Countdown for Cindy then takes a bizarre turn. A UFO lands at the moonbase and a pair of aliens resembling a small boy and girl enter the base. They’re on a field trip from their home world, collecting specimens, and they decided to see if the Earthmen at Moon Station had anything suitable. But soon after their arrival they pass out from lack of food. Fortunately, one of the scientists deduces that they must subsist on electricity. So they give the two kids a few hundred volts each and it does the trick. The aliens then depart, in the process wiping everyone’s mind of the close encounter.

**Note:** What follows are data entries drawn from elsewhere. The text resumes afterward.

PR #13286, opened 2025-03-07
Fix integrations tests to bootstrap clients and kms

rohitjangid:

Fix integrations flaky tests

```release-note: none
integrations: Fixes flaky tests by bootstrapping kms and gmek client
```

Fixes: https://github.com/hashicorp/terraform-provider-google/issues/21245
Fixes: https://github.com/hashicorp/terraform-provider-google/issues/21246
Fixes: https://github.com/hashicorp/terraform-provider-google/issues/21511

### DIFF
--- a/mmv1/third_party/terraform/acctest/bootstrap_test_utils.go.tmpl
+++ b/mmv1/third_party/terraform/acctest/bootstrap_test_utils.go.tmpl
@@ -33,6 +33,7 @@ import (
 	cloudresourcemanager "google.golang.org/api/cloudresourcemanager/v1"
 	iam "google.golang.org/api/iam/v1"
 	"google.golang.org/api/iamcredentials/v1"
+	"google.golang.org/api/integrations/v1"
 	"google.golang.org/api/servicenetworking/v1"
 	"google.golang.org/api/serviceusage/v1"
 	sqladmin "google.golang.org/api/sqladmin/v1beta4"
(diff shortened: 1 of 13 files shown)


mmv1/third_party/terraform/acctest/bootstrap_test_utils.go.tmpl
```diff
@@ -2194,3 +2195,28 @@ func BootstrapSharedTestTagValue(t *testing.T, testId string, tagKey string) str
...
+	config := BootstrapConfig(t)
+	if config == nil {
+		return BootstrapClient{}
+	}
+
+	projectID := envvar.GetTestProjectFromEnv()
+	parent := fmt.Sprintf("projects/%s/locations/%s", projectID, locationID)
+
+	integrationsClient := config.NewIntegrationsClient(config.UserAgent)
+	request := &integrations.GoogleCloudIntegrationsV1alphaProvisionClientRequest{}
```
slevenick, line 2213: Adding a dependency on an alpha client scares me. Can we do this without using a client at all? The function directly above this has an example of using a direct HTTP call

slevenick (commented):
Looks like the tests are failing due to permission errors on a service account. Do we need specific permissions to be able to bootstrap these keys?

mmv1/third_party/terraform/acctest/bootstrap_test_utils.go.tmpl
rohitjangid: our v1alpha is GA so it should be fine. However I have replaced it wht http call considering the golang client is reflecting older version.

rohitjangid:
@slevenick Can you help me understand why other tests are failing? They should not have been impacted by my change. Also I am not sure what is failing in VCR test.

slevenick (approved):

slevenick:
Failing tests are unrelated

PR #13289, opened 2025-03-07
Fix google_service_networking_peered_dns_domain docs

rileykarson:
Fix bad preamble/header, and add API ref

```release-note:none
```


melinath (approved):
The file also shouldn't have a google_ prefix but it's probably fine.

rileykarson:
Yeah- not worth fixing on its own imo, particularly since it breaks links, maybe if we batched in a major version or could do redirects.

PR #13297, opened 2025-03-08
fix issue-19051 max retention period for Storage bucket

mjogdand:
Fixes https://github.com/hashicorp/terraform-provider-google/issues/19051

```release-note: bug
storage: fixed retention_period in `google_storage_bucket`
```

### DIFF
--- a/mmv1/third_party/terraform/services/storage/resource_storage_bucket.go.tmpl
+++ b/mmv1/third_party/terraform/services/storage/resource_storage_bucket.go.tmpl
@@ -6,7 +6,6 @@ import (
 	"errors"
 	"fmt"
 	"log"
-	"math"
 	"regexp"
 	"runtime"
 	"strconv"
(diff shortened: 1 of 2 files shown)


mjogdand:
@roaks3 Can you please advice on the change?

mjogdand:
@roaks3 - Sorry to trouble you but can you please review and approve this PR?

roaks3 (commented):
@mjogdand unfortunately, we won't be able to accept this change as-is, see https://github.com/hashicorp/terraform-provider-google/issues/19051#issuecomment-2725537669. You could go ahead and convert the field to a string, but we won't be able to merge a change like that until ~August (the next major release).

mjogdand:
> @mjogdand unfortunately, we won't be able to accept this change as-is, see [hashicorp/terraform-provider-google#19051 (comment)](https://github.com/hashicorp/terraform-provider-google/issues/19051#issuecomment-2725537669). You could go ahead and convert the field to a string, but we won't be able to merge a change like that until ~August (the next major release).

Hello @roaks3 - Thank you the review, regarding updating the field type to string, I have a one query.
consider we have updated field type to string and we set retention_period to "3155760000" the can you please guide me how we will compare the strings.

in general to compare strings we use 
1. len function 
2. strings.compare() method -- it compares two strings lexicographically.
3. parse string to int -- if number is greater than 2147483647 then it will throw error while parsing to int.

Kindly request you to guide me on this what approach we can take here to compare the strings.

PR #13299, opened 2025-03-09
Increase range of CloudSQL Query Insights string length & plans per minute to match Enterprise Plus limits

jbuck:
After following [the docs](https://cloud.google.com/sql/docs/mysql/using-query-insights#enable-enterprise-plus-query-insights) to increase the CloudSQL Query Insights string length and plan per minute limits we found that the Terraform provider's validation function hasn't been increased to match the new-ish Enterprise Plus limits. This PR modifies the validation function to account for the Enterprise Plus limits.

I see in the Google docs that this is marked as a preview feature. I'm not sure if that means these increased limits should be a beta-only change, or if it's okay to have it in both. I also wonder if changing the validation function based on the edition of the instance is a better idea?

Anyways, let me know what you think and I'm happy to update this PR to match

```release-note:enhancement
sql: Increased `settings.insights_config.query_string_length` and `settings.insights_config.query_string_length` limits for Enterprise Plus edition `sql_database_instance` resource.
```


SirGitsalot (approved):
The failing test is unrelated, it's been failing in nightly for a couple of weeks with the same error.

Cindy then returns home with Dr Lufkin and her patients, belatedly realising en route that the “Right Stuff” astronaut she’s spent much of the book arguing with is her One True Love.

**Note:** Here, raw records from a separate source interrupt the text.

PR #13300, opened 2025-03-09
Add secret_manager_stored_password field to Datastream connection profiles

yardenvan:

```release-note:enhancement
datastream: added `secret_manager_stored_password` field to `google_datastream_connection_profile` resource
```


roaks3 (commented):
Code seems fine, but would it be feasible to add this to a test somewhere, to confirm it works as expected?

roaks3 (changes requested):
So as written, the new examples here wouldn't be tested because they don't have an associated `examples` block in the yaml.

However, I would suggest not added 4 new tests for this one field, for test performance reasons, unless you have to. Are there any existing tests where this could be added instead?

yardenvan:
I don't think that any of our exisiting tests can be used here because they actually test against our backend and this will require creating the relevant secret manager resource. Since we don't want to do that, I left only one test which uses the "create_without_validation" flag to bypass that (we only want to test the validity of terraform here).
Also added the test to the examples block.

mmv1/products/datastream/ConnectionProfile.yaml
```diff
@@ -169,9 +173,12 @@ properties:
         type: String
         description: |
           Password for the Oracle connection.
-        required: true
         sensitive: true
         custom_flatten: 'templates/terraform/custom_flatten/datastream_connection_profile_oracle_profile_password.go.tmpl'
+      - name: 'secret_manager_stored_password'
```
roaks3, line 178: Whoops, missed this earlier. The names should be camel cased ie. `secretManagerStoredPassword`

roaks3 (changes requested):

mmv1/products/datastream/ConnectionProfile.yaml
yardenvan: Fixed it, thanks!

PR #13314, opened 2025-03-11
[AlloyDB] External Deny Periods Support

vmiglani:
Description:
Supporting External Deny Periods in Terraform.

Issue - https://b.corp.google.com/issues/338101611

```release-note:enhancement
alloydb: added `maintenanceUpdatePolicy.denyMaintenancePeriods ` field to `google_alloydb_cluster` resource
```


mmv1/products/alloydb/Cluster.yaml
```diff
@@ -529,6 +529,7 @@ properties:
     type: NestedObject
     description: |
       MaintenanceUpdatePolicy defines the policy for system updates.
+    default_from_api: true
```
SirGitsalot, line 532: Is this `default_from_api` necessary? The new test always has this field set so it's not necessary there, and I would think that existing cluster tests would be failing if it was needed.

SirGitsalot (commented):
Is `denyMaintenancePeriods` fully rolled out for the GA API? I see that the earlier test failures were "Maintenance deny periods are not enabled", and it's not documented for GA (but [is for beta](https://cloud.google.com/alloydb/docs/reference/rest/v1beta/projects.locations.clusters#denymaintenanceperiod))

mmv1/products/alloydb/Cluster.yaml
vmiglani: Also, yes, the feature has been fully rolled out and is GA. It seems there is a delay in client documentation where something was published for beta first before it gets published to GA.

However, please find, gCloud reference - https://cloud.google.com/sdk/gcloud/reference/alloydb/clusters/create#--deny-maintenance-period-start-date

SirGitsalot (changes requested):

PR #13315, opened 2025-03-11
Feat/function cloud nat dyna port

Maarc-D:
This function will help setup correct value for cloud nat dynamic port that must be pow of 2, used here : https://registry.terraform.io/providers/public-cloud-wl/tools/latest/docs/functions/GetClosestInferiorGCPCloudNatDynamicPortFunction

https://github.com/public-cloud-wl/terraform-provider-tools/blob/main/internal/provider/get_closest_inferior_gcp_cloud_nat_dynamic_port_function.go

And I think it is a good idea to backport it here ;) 

```release-note:none
function: added `cloud_nat_dynamic_port_from_number` function
```


Maarc-D:
@SirGitsalot can I let you fix the last issue for unit test ? the setup here is a bit mindfuck seems I did not understand something :/

not as easy as a classic provider ;)

PR #13317, opened 2025-03-11
Add FutureReservation resource to Compute

JaylonmcShan03:
This PR adds support for the FutureReservation resource for Compute Engine. Future Reservations allow users to reserve Compute Engine capacity for a future time window

```release-note:new-resource
`google_compute_future_reservation`
```


roaks3:
* The `terraform-provider-missing-service-labels` check is fine to ignore, we can handle that on our end.
* For the 400 error, I'm not sure for this specific resource. Unfortunately, it is fairly difficult to tell what fields are supported, especially if they require another field to be set a specific way. Normally, in a case like yours, you'd need some trial-and-error to determine what is available from Terraform (ideally in a local dev environment). Worst case, if that can't be done or becomes too cumbersome, you could omit the offending fields to be added in future contributions (the downside being that we could be missing coverage of these fields in the meantime).

roaks3:
I'll trigger the tests, but note that the plan check is used for update tests to ensure that the resource is in fact updated in-place (and not replaced by TF). Normally, if you can't use the plan check, it means that you are updating fields with ForceNew (which shouldn't be done if you are trying to test update).

roaks3:
@JaylonmcShan03 it looks like you solved this with the update_encoder. I did dig a bit deeper because I was surprised you needed this, and it looks like the generator assumes that when PATCH is used immutable fields should not be included in the body (which does generally make sense). So I think basically you hit a strange edge case, and the encoder is the correct way to correct the behavior.

How is this going otherwise? I'm seeing tests passing now, does that mean it's complete and ready for a review?

JaylonmcShan03:
@roaks3 Yes, it is now ready for review :)

mmv1/templates/terraform/examples/shared_future_reservation.tf.tmpl
```diff
@@ -0,0 +1,53 @@
...
+}
+
+resource "google_project" "guest_project" {
+  project_id      = "tf-test-2%{random_suffix}"
+  name            = "tf-test-2%{random_suffix}"
+  org_id          = "{{index $.TestEnvVars "org_id"}}"
+  deletion_policy = "DELETE"
+}
+
+resource "google_organization_policy" "shared_future_reservation_org_policy" {
```
roaks3, line 22: I suspect that we'll need to work out how we want to set up this policy for any test environments that run this test. The main thing is that our PR tests and multiple nightly tests fall under the same org, so modifying it in the tests can lead to unintended side-effects. Perhaps this is isolated enough though because of the test-specific project id being used.

mmv1/third_party/terraform/services/compute/resource_compute_future_reservation_test.go.tmpl
```diff
@@ -0,0 +1,99 @@
...
+  provider = google-beta
+  name     = "tf-fr%{random_suffix}"
+  name_prefix = "fr-%{random_suffix}"
+  project  = "%{project}"
+  auto_delete_auto_created_reservations = true
+  description      = "test future reservation"
+  time_window {
+    start_time = "2025-08-01T00:00:00Z"
+    end_time   = "2025-08-02T00:00:00Z"
+  }
```
roaks3, line 64: It looks like there are a lot of fields not marked as immutable that could be added here. For example, `planning_status` is defined as a field that can be specified by the user, and `reservation_name` is defined to be mutable.

roaks3 (changes requested):
Some minor feedback in general, and then we'll need to work out the shared test

mmv1/products/compute/FutureReservation.yaml
```diff
@@ -0,0 +1,563 @@
...
+    description: |
+      Planning state before being submitted for evaluation
+    enum_values:
+      - 'DRAFT'
+      - 'PLANNING_STATUS_UNSPECIFIED'
+      - 'SUBMITTED'
+    default_from_api: true
+  - name: 'autoDeleteAutoCreatedReservations'
+    type: Boolean
+    ignore_read: true
```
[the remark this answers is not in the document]
JaylonmcShan03: Yes! autoDeleteAutoCreatedReservations fails during the` ImportStateVerify` and` post-apply `plan check due to a persistent diff without `ignore_read`. 

The API response omits it / defaults to false even though the field is explicitly set to true in the config!

mmv1/products/compute/FutureReservation.yaml
```diff
@@ -0,0 +1,563 @@
...
+      - name: 'startTime'
+        type: String
+        description: |
+          Start time of the future reservation in RFC3339 format.
+        required: true
+      - name: 'endTime'
+        type: String
+        description: |
+          End time of the future reservation in RFC3339 format.
+        required: true
```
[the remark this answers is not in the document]
JaylonmcShan03: Ah, that makes total sense — thanks for pointing it out! I agree that we should allow either endTime or duration, but keep startTime as required.

mmv1/templates/terraform/examples/shared_future_reservation.tf.tmpl
JaylonmcShan03: Thanks for pointing this out! I based this setup on the existing google_compute_reservation test, which also updates the constraints/compute.sharedReservationsOwnerProjects org policy using a test-scoped project approach similar to my configuration.

Since the config is leveraging a randomized tf-test%{random_suffix} project and the policy only whitelists that one project, I believe the impact radius will be very limited. The test also sets deletion_policy = "DELETE" to clean up properly.

Additionally, this test is skipped during PR runs due to skip_vcr: true, so it won’t affect the shared org in CI. It will only run in our nightly suite, just like the reservation resource tests.

Please let me know, if there is something I am not accounting for!

roaks3: Awesome, makes sense, thanks for explaining!

roaks3 (approved):
Sorry for the delay on this, the notifications caused it to get lost in my queue. LGTM

roaks3:
A little unfortunate here (depending how you look at it). It looks like we added a check that caught a new failure immediately before we were going to merge.

```
2025/05/16 18:14:23 Failed to find project environment variable defined in YAML file when validating the file templates/terraform/examples/future_reservation_basic.tf.tmpl. Please define this in test_env_vars
exit status 1
make: *** [GNUmakefile:72: mmv1] Error 1
```

PR #13318, opened 2025-03-11
Update Connection.yaml to have default from api for lock and log configs

arshitg-google:

```release-note:REPLACEME

```


NickElliot (commented):
these are both required fields, while default from api is equivalent to "optional + computed" which is to say these are conflicting field attributes. what is the reasoning for this attempted change?

PR #13708, opened 2025-04-17
Add support to enable dns64 field in google_dns_policy resource

shellyvilenko:

```release-note:enhancement
dns: added 'enable_dns64_all_queries'  field to 'google_dns_policy' resource for all versions.
```


ScottSuarez:

mmv1/templates/terraform/pre_create/dns_policy_enable_dns64_all_queries.go.tmpl
```diff
@@ -0,0 +1,7 @@
+if val, ok := d.Get("enableDns64AllQueries").(bool); ok {
```
ScottSuarez, line 1:
```suggestion
if val, ok := d.Get("enable_dns64_all_queries").(bool); ok {
```

mmv1/products/dns/Policy.yaml
```diff
@@ -31,6 +31,7 @@ timeouts:
   delete_minutes: 20
 custom_code:
   pre_delete: 'templates/terraform/pre_delete/detach_network.tmpl'
+  pre_create: 'templates/terraform/pre_create/dns_policy_enable_dns64_all_queries.go.tmpl'
```
ScottSuarez, line 34: will also need pre_update (if supported) and post_read (to set the value from api read)

mmv1/templates/terraform/post_read/dns_policy_enable_dns64_all_queries.go.tmpl
```diff
@@ -0,0 +1,3 @@
+if err := d.Set("enable_dns64_all_queries", res["dns64Config"]["scope"]["allQueries"]); err != nil {
```
ScottSuarez, line 1: res["dns64Config"]["scope"]["allQueries"]

I think we might be indexing into this object through an unsafe pattern.

mmv1/templates/terraform/pre_create/dns_policy_enable_dns64_all_queries.go.tmpl
```diff
@@ -0,0 +1,7 @@
+if val, ok := d.Get("enable_dns64_all_queries").(bool); ok {
```
ScottSuarez, line 1:
```suggestion
if val, ok := d.Get("enable_dns64_all_queries").(bool); ok && val {
```

mmv1/products/dns/Policy.yaml
```diff
@@ -50,6 +53,12 @@ examples:
       org_id: 'ORG_ID'
       billing_account: 'BILLING_ACCT'
     exclude_docs: true
+virtual_fields:
+  - name: 'enableDns64AllQueries'
```
ScottSuarez, line 57:
```suggestion
  - name: 'enable_dns64_all_queries'
```

since this api doesn't have a field of this name we can use the terraform name here

ScottSuarez (changes requested):
so i tested this locally and I think we should be using d.GetOk here or just not sending if not true.

In the case that `enable_dns64_all_queries` is unset d.Get is returning false here for enable_dns64_all_queries causing the field to be sent over API.

mmv1/templates/terraform/pre_create/dns_policy_enable_dns64_all_queries.go.tmpl
```diff
@@ -0,0 +1,7 @@
...
+	dns64Config := make(map[string]interface{})
+	scope := make(map[string]interface{})
+	scope["allQueries"] = val
+	dns64Config["scope"] = scope
+	obj["dns64Config"] = dns64Config
+}
```
ScottSuarez, line 7:
```suggestion
if val, ok := d.GetOk("enable_dns64_all_queries"); ok {
	castedVal, _ := val.(bool)
	dns64Config := make(map[string]interface{})
	scope := make(map[string]interface{})
	scope["allQueries"] = castedVal
	dns64Config["scope"] = scope
	obj["dns64Config"] = dns64Config
}
```

ScottSuarez (changes requested):

shellyvilenko:
> so i tested this locally and I think we should be using d.GetOk here or just not sending if not true.
> 
> In the case that `enable_dns64_all_queries` is unset d.Get is returning false here for enable_dns64_all_queries causing the field to be sent over API.

Synced offline and decided to go with this approach as it can cause issues later on if we decide the deprecate the enable_dns64_all_queries and generate a new field that will support extensibility.

Anyways, our server default for this is false - so this should not make any difference now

Perhaps the most interesting aspect of Countdown for Cindy is that Engle took the trouble to interview a number of people while researching the book – not just O’Hara, but also Mercury 13 spokeswoman Jerrie Cobb and pioneering aviatrix Jackie Cochran. By late 1962, the date of publication of Countdown for Cindy, NASA had already put four Mercury 7 astronauts into space, and the Soviets had launched four Vostok missions. While there were rumours the USSR was planning to launch a female cosmonaut, Valentina Tereshkova’s flight on Vostok 6 did not take place until June 1963. It would be another twenty years before the first female US astronaut went into space – Sally Ride aboard STS-7 in June 1978. (However, the second female cosmonaut, Svetlana Savitskaya, did not fly until August 1982, aboard Soyuz T-7; she also became the first woman to perform a space walk.) Given the attitudes of the time toward the idea of women in space – NASA were adamant they did not want female astronauts; and though Jerrie Cobb and Janey Hart took the matter all the way to a Congressional subcommittee, they could not get NASA to change its mind – it comes as no real surprise that Countdown for Cindy makes such a big deal of Cindy McGee and her selection for the mercy mission. While the novel is presented more as space fiction, with its stress on the research done by Engle, I suspect that its original publication venue, American Girl, the US Girl Scouts’ magazine, dictated its presentation of Cindy and the story’s gender roles. Because if Engle had really spoken to Jerrie Cobb, she’d be well aware there were plenty of women in 1950s USA who mourned the demise of Rosie the Riveter and society’s insistence they chain themselves once again to the kitchen sink. Even for 1962, Lieutenant Cindy McGee, Aerospace Force nurse, is not a role model for those who refused to accept a woman’s place.